Our efforts have historical precedents. In the past, tool-critical debates in quantitative research on paper sources have highlighted reductionisms and limitations. In the 1960s and 1970s, the computerised, punched-card-based approaches of Cliometrics and serial history were met with the critique that they produced evidence by extracting and performing statistics on a limited set of keywords and named entities. Among others, philosopher and historian Paul Ricoeur contended in the late 1970s that ‘contemporary historiography, with its data banks, its use of computers and information theory, its constituting of series (using the model of serial history)’, failed to reflect the complexity and contingencies of historical documents and consequently limited critical analysis.6 Moreover, historians today express a strong desire for continued tool criticism as a way to understand the limitations of computational approaches and to avoid privileging certain types of analyses and assumptions over others. As digital historian Andreas Fickers contended in 2013, in the digital age, ‘doing history is the “art of not being too sure”’, and the tools we work with should reflect this.7
Thinking from the specific case of Jean Desmet’s business archive, we felt an urgency to try to open new directions for computational New Cinema History by combining textual with visual analysis software as a means for unlocking data from historical film-related sources. Taking our cue from this research experience, our article argues for a combination of text mining and visual classification approaches, while at the same time reconsidering the historical foundations of current approaches in order to reorient them.
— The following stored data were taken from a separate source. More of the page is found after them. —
PR #2164, opened 2019-03-04
Fix challange page navbar

### LINKED ISSUE #2162: Fix challenge page display on mobile
## Current Behaviour
The tabs on the mobile are not properly aligned as shown here -
file

## Expected Behaviour
Fix the alignments.

geekayush:
Fix #2162 
@RishabhJain2018 
### When maximum width is 320px ( like iPhone 5/SE )
se
### When width is in between 320px and 360px ( like Galaxy S5/S9/S9+ )
galaxy
### When width is more than that ( like pixel 2/2XL )
pixel2
### When maximum width is 375px ( exceptional case like iPhone X/XS )
xxs


deshraj:
@geekayush can you please modify your code in such a way that:

1. We don't see the links in the header and just see the hamburger icon that is on the left. 
2. Move all the links to the sidebar that opens while clicking on the link (eg: https://materializecss.com/mobile.html)
3. For all medium and small sized screens, we dont want to show the links in the nav bar. You can easily do this using the classes present in the materializecss library (see https://materializecss.com/helpers.html). You won't have to write the custom media query that you have added in the css if you use the materializecss classes.

geekayush:
@deshraj 

Screen Shot 2019-03-11 at 23 19 31

Screen Shot 2019-03-11 at 23 19 39

I have hidden the links from the header and shifted it to the SideBar

gautamjajoo:
@RishabhJain2018 @galipremsagar This can be merged since it is approved.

Our argument here is organised into two parts. In the first part, we discuss computational New Cinema History’s methodological antecedents in serial history in order to elucidate how its text-centred focus forms the basis for current approaches. In the second part, we discuss in more detail the MIMEHIST project’s work on the Desmet paper archive and the results it has yielded so far, so as to then finally reflect on the research avenues this may open for future New Cinema History research.
New Cinema History and Text Mining: Hermeneutic Antecedents and Current Approaches
Computational analysis of paper sources as a type of historical inquiry involves a great variety of procedures, which have developed in recent decades and moved from the discipline of history to that of media studies, specifically New Cinema History. To prepare and process film-related source materials for analysis with text mining methods, new cinema historians transcribe and combine data from paper sources in order to subsequently be able to analyse them quantitatively. Traditionally, such approaches seek to identify important keywords and concepts in documents in order to build databases and perform quantitative analytical tasks on the transcribed materials. In performing such analytical work, new cinema historians lean heavily on the methodological developments in computerised, quantitative historical research of the 1960s and 1970s. In particular, as cinema historian Richard Maltby has highlighted, New Cinema History’s application of quantitative methods is indebted to the methodological foundations of Annales’ serial approach to socio-economic, cultural history.8 In order to elucidate New Cinema History’s current textual focus in the computational analysis of film-related sources, it is helpful to consider the research field’s epistemological underpinnings in computational methods at the time.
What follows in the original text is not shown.